Sepsis, yang mana masih digunakan istilah SIRS untuk menyebut suatu akibat dari
infeksi, tetap menjadi penyebab utama morbiditas dan kematian di Amerika Serikat. Pada
kenyataannya, dalam peninjauan data sekitar 750 juta pasien yang dirawat di rumah sakit dari
tahun 1979 – 2000, didapatkan 10.319.418 diantaranya adalah kasus sepsis. Selama masa
peneitian, terjadi peningkatan tahunan 8,7% kejadian sepsis, dari sekitar 164.000 kasus
menjadi hampir 660.000 kasus yang dilaporkan dari hasil survei nasional yang menunjukan
bahwa selama hampir 1,6 juta pasien rawat inap pada anak usia 19 tahun atau dibawahnya,
ada 42.364 kasus sepsis berat anak per tahun. Kejadian terbesar pada bayi (5,16 kejadian per
1000 kasus), dan menurun tajam pada anak-anak lebih tua (0,20 per 1000 dalam usia 10
sampai 14 tahun), dan lebih tinggi kejadian pada anak laki-laki daripada anak perempuan.
Mereka juga melaporkan bahwa angka kematian di rumah sakit untuk pasien yang memenuhi

1
kriteria sepsis berat adalah sekitar 10%, atau kematian nasional 4383 (6,2 per 100,000
penduduk).

Etiologi Sepsis

Penyebab dari sepsis terbesar adalah bakteri gram (-) dengan prosentase 60-70 %
kasus, yang menyebabkan berbagai produk yang dapat menstimulasi sel imun. Sel tersebut
akan terpacu untuk melepaskan mediator inflamasi. Produk yang berperan penting terhadap
sepsis adalah lipopolisakarida (LPS). LPS atau endotoksin glikoprotein kompleks merupakan
komponen utama membran terluar dari bakteri gram negatif. LPS merangsang peradangan
jaringan, demam dan syok pada penderita infeksi. Struktur lipid A dalam LPS bertanggung
jawab terhadap reaksi dalam tubuh penderita. Staphylococci, Pneumococci, Sterptococcus dan
bakteri gram negatif lainnya menyebabkam sepsis. Selain itu jamur opoortunistik, virus ( dengue
dan herpes ) atau protozoa ( Falciparum malariae ) dilaporkan dapat menyebabkan sepsis,
walaupun jarang.

Peptidoglikan merupakan komponen dinding sel dari semua kuman, pemberian infus
substansi ini pada binatang akan memberikan gejala mirip pemberian endotoksin. Peptidogliksn
diketahui dapat menyebabkan agregasi trombosit.
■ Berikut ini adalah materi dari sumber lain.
PR #13711, opened 2024-09-30
Fix writing metadata via symlink 

### LINKED ISSUE #13707: Mixxx destroys symlinks when writing metadata.
### Bug Description

A smylinked track can be loaded with Mixxx. When metadata is written, the symlink is replaced by the actual track. 

### Version

2.4.1

### OS

Ubuntu Focal

daschuer:
and add a test that verified the issue and the fix.

This fixes #13707 

Note: Mixxx does not support following Windows Shortcuts (*.lnk).

### DIFF
--- a/src/test/taglibtest.cpp
+++ b/src/test/taglibtest.cpp
@@ -84,6 +84,7 @@ TEST_F(TagLibTest, WriteID3v2TagViaLink) {
             MixxxTest::getOrInitTestDir().filePath(QStringLiteral("id3-test-data/empty.mp3")),
             tmpFileName);
 
+    // Access the MP3 file indirectly via a symlink when reading & writing the tags
     const QString linkFileName = tempDir.filePath("no_id3v1_mp3_link");
     EXPECT_TRUE(QFile::link(tmpFileName, linkFileName));
 
@@ -103,7 +104,7 @@ TEST_F(TagLibTest, WriteID3v2TagViaLink) {
 
     qDebug() << "Setting track title";
 
-    // Write metadata -> only an ID3v2 tag should be added
+    // Write metadata (via the symlink) -> only an ID3v2 tag should be added
     mixxx::TrackMetadata trackMetadata;
     trackMetadata.refTrackInfo().setTitle(QStringLiteral("title"));
     const auto exported =
@@ -122,9 +123,11 @@ TEST_F(TagLibTest, WriteID3v2TagViaLink) {
         EXPECT_FALSE(mixxx::taglib::hasAPETag(mpegFile));
     }
 
+    // Verify that the symlink still exists and still points to the correct file
     auto linkFileInfoAfter = QFileInfo(linkFileName);
 
     EXPECT_TRUE(linkFileInfoAfter.exists());
     EXPECT_EQ(linkFileInfoAfter.canonicalFilePath().toStdString(), tmpFileName.toStdString());
+    EXPECT_TRUE(linkFileInfoAfter.isSymLink());
 }
 #endif
--- a/src/test/taglibtest.cpp
+++ b/src/test/taglibtest.cpp
@@ -70,3 +70,61 @@ TEST_F(TagLibTest, WriteID3v2Tag) {
         EXPECT_FALSE(mixxx::taglib::hasAPETag(mpegFile));
     }
 }
+
+#ifndef __WINDOWS__ // Note: Following Windows links (*.lnk shortcuts) is not supported by Mixxx yet
+TEST_F(TagLibTest, WriteID3v2TagViaLink) {
+    QTemporaryDir tempDir;
+    ASSERT_TRUE(tempDir.isValid());
+
+    // Generate a file name for the temporary file
+    const QString tmpFileName = tempDir.filePath("no_id3v1_mp3");
+
+    // Create the temporary file by copying an existing file
+    mixxxtest::copyFile(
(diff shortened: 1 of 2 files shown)


src/test/taglibtest.cpp
```diff
@@ -70,3 +70,61 @@ TEST_F(TagLibTest, WriteID3v2Tag) {
...
+
+    const QString linkFileName = tempDir.filePath("no_id3v1_mp3_link");
+    EXPECT_TRUE(QFile::link(tmpFileName, linkFileName));
+
+    auto linkFileInfoBefore = QFileInfo(linkFileName);
+    EXPECT_TRUE(linkFileInfoBefore.exists());
+    EXPECT_TRUE(linkFileInfoBefore.isSymLink());
+    EXPECT_EQ(linkFileInfoBefore.canonicalFilePath().toStdString(), tmpFileName.toStdString());
+
+    // Verify that the file has no tags
```
cr7pt0gr4ph7, line 95: Suggestion: `// Verify that the file (accessed via the symlink) has no tags`

src/test/taglibtest.cpp
```diff
@@ -70,3 +70,61 @@ TEST_F(TagLibTest, WriteID3v2Tag) {
...
+        TagLib::MPEG::File mpegFile(
+                TAGLIB_FILENAME_FROM_QSTRING(linkFileName));
+        EXPECT_FALSE(mixxx::taglib::hasID3v1Tag(mpegFile));
+        EXPECT_FALSE(mixxx::taglib::hasID3v2Tag(mpegFile));
+        EXPECT_FALSE(mixxx::taglib::hasAPETag(mpegFile));
+    }
+
+    qDebug() << "Setting track title";
+
+    // Write metadata -> only an ID3v2 tag should be added
```
cr7pt0gr4ph7, line 106: Suggestion: `// Write metadata (via the symlink) -> ...`

src/test/taglibtest.cpp
```diff
@@ -70,3 +70,61 @@ TEST_F(TagLibTest, WriteID3v2Tag) {
...
+
+    // Generate a file name for the temporary file
+    const QString tmpFileName = tempDir.filePath("no_id3v1_mp3");
+
+    // Create the temporary file by copying an existing file
+    mixxxtest::copyFile(
+            MixxxTest::getOrInitTestDir().filePath(QStringLiteral("id3-test-data/empty.mp3")),
+            tmpFileName);
+
+    const QString linkFileName = tempDir.filePath("no_id3v1_mp3_link");
```
cr7pt0gr4ph7, line 87: Suggestion: `// Access the MP3 file indirectly via a symlink when reading & writing the tags`

src/test/taglibtest.cpp
```diff
@@ -70,3 +70,61 @@ TEST_F(TagLibTest, WriteID3v2Tag) {
...
+    // Check that the file only has an ID3v2 tag after writing metadata
+    {
+        TagLib::MPEG::File mpegFile(
+                TAGLIB_FILENAME_FROM_QSTRING(linkFileName));
+        EXPECT_FALSE(mixxx::taglib::hasID3v1Tag(mpegFile));
+        EXPECT_TRUE(mixxx::taglib::hasID3v2Tag(mpegFile));
+        EXPECT_FALSE(mixxx::taglib::hasAPETag(mpegFile));
+    }
+
+    auto linkFileInfoAfter = QFileInfo(linkFileName);
```
cr7pt0gr4ph7, line 125: Suggestion: `// Verify that the symlink still exists and still points to the correct file`

src/test/taglibtest.cpp
```diff
@@ -70,3 +70,61 @@ TEST_F(TagLibTest, WriteID3v2Tag) {
...
+
+    EXPECT_TRUE(linkFileInfoAfter.exists());
+    EXPECT_EQ(linkFileInfoAfter.canonicalFilePath().toStdString(), tmpFileName.toStdString());
```
cr7pt0gr4ph7, line 128: Shouldn't we also verify for completeness sake that `linkFileName` is, in fact, still a symlink, and has not been overwritten?
```cpp
EXPECT_TRUE(linkFileInfoAfter.isSymLink());
```

cr7pt0gr4ph7 (approved):
A few small nitpicks, otherwise LGTM.

cr7pt0gr4ph7 (approved):

acolombier (approved):
Code LGTM - didn't test but change looked small enough so merging.

Thanks!

doodlebro:
I think there's an incorrect assumption being made in this solution with respect to how many symlinks are followed consecutively, which led to me laughing heartily in ZFS snapshots and turning off metadata sync in Mixxx to fix temporarily.

You can symlink to a symlink. I do this for some mixes which have re-used tracks from old ones. This Mixxx logic handling metadata sync back to symlinks stops after one level on 2.6 beta 6. In my case (Mac accessing files via SMB) this turned my multilevel symlinks into copies of files when metadata was written. Not great, definitely a footgun. When this happens, other file metadata (extended attributes) attached to the original file that the symlink pointed are also lost.

ronso0:
[According to the documenation, `QFileInfo::canonicalPath()`](https://doc.qt.io/qt-6/qfileinfo.html#canonicalPath) should already resolve all levels of symlinks in a given file path.

(compared to [`QFileInfo::filesystemSymLinkTarget()`](https://doc.qt.io/qt-6/qfileinfo.html#filesystemSymLinkTarget) which only resolves the next link level.)

Could this be an issue with your SMB permissions / configuration?
CC @daschuer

Eksotoksin yang dihasilkan oleh berbagai macam kuman , misalnya α-hemolisin ( S.


Aurens ), E. coli hemolisin ( E. coli ) dapat merusak integritas membran sel imun secara
langsung.

Dari semua faktor diatas, faktor yang paling penting adalah LPS endotoksin gram negatif
dan dinyatakan sebagai penyebab sepsis terbanyak. LPS dapat langsung mengaktifkan sistem
imun selular dan humoral, yang dapat menimbulkan perkembangan gejala septicemia. LPS
sendiri tidak mempunyai sifat toksik, tetapi merangsang pengeluaran mediator inflamasi yang
bertanggung jawab terhadap sepsis. Makrofag mengeluarkan polipeptida, yang disebut faktor
nekrosis tumor (tumor necrosis factor/ TNF) dan interleukin 1(IL-1), IL-6, dan IL-8 yang
merupakan mediator kunci dan sering mengikat sangat tinggi pada penderita
immunocompromise (IC) yang mengalami sepsis.

2
Fisiologis Pertahanan Tubuh

Sistem pertahanan tubuh kita dimulai dari yang tampak atau dari yang berukuran makro
saperti kulit,asam lambung, pergerakan cilia (pada epitel pernapasan), flora normal,
imunoglobulin, sekresi mukus, dan lapisan mukosa. Namun awal sepsis dimulai jika infeksi
dapat menembus lapisan mukosa sehingga faktor tersebut dapat lolos sampai ke aliran darah
(sistemik). Adapun pejamu juga mensekresikan protein yang secara tak langsung menghambat
perlengketan bakteri seperti fibronektin, laminin, kolagen, dan vitronekti. Protein-protein tersebut
berada pada matriks ekstraselular dan berfungsi untuk mencegah perlekataan bakteri terhadap
sel target sehingga mencegah bakteri dapat melakukan perlengketan dan menembus lapisan
sel untuk menuju pembuluh darah.

Tidak hanya sampai disitu, sekalipun bakteri berhasil lolos menuju pembuluh darah,
tetap ada pertahanan spesifik tubuh yaitu sel-sel imun seperti neutrofil, monosit-makrofag,
limfosit (B dan T), imunoglobulin, sistem komplemen dan sitokin.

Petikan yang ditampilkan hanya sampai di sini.